# [Exercise description]
Take each line of the records below that contains the string "Firmware" and copy it.

# [Provided material]

PR #3720, opened 2022-10-28
MK3_3.12: Add Menu Calibration -> Temp Model cal. 

3d-gussner:
Runs M310 A F0
Enables with M310 S1
Saves settings M500

Tested on MK404 with Octoprint serial logging.

### DIFF
--- a/Firmware/temp_model.h
+++ b/Firmware/temp_model.h
@@ -59,6 +59,7 @@ struct model_data
 };
 
 static bool enabled;          // model check enabled
+static bool valid = false;    // model is valid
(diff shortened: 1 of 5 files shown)


Firmware/temp_model.h
```diff
@@ -59,6 +59,7 @@ struct model_data
 };
 
 static bool enabled;          // model check enabled
+static bool valid = false;    // model is valid
```
wavexx, line 62: Why is this needed? temp_model::calibrated() should do the same and avoid having to set/reset another state variable?

DRracer (approved):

# [Answer for this exercise]
--- a/Firmware/temp_model.h
+++ b/Firmware/temp_model.h
Firmware/temp_model.h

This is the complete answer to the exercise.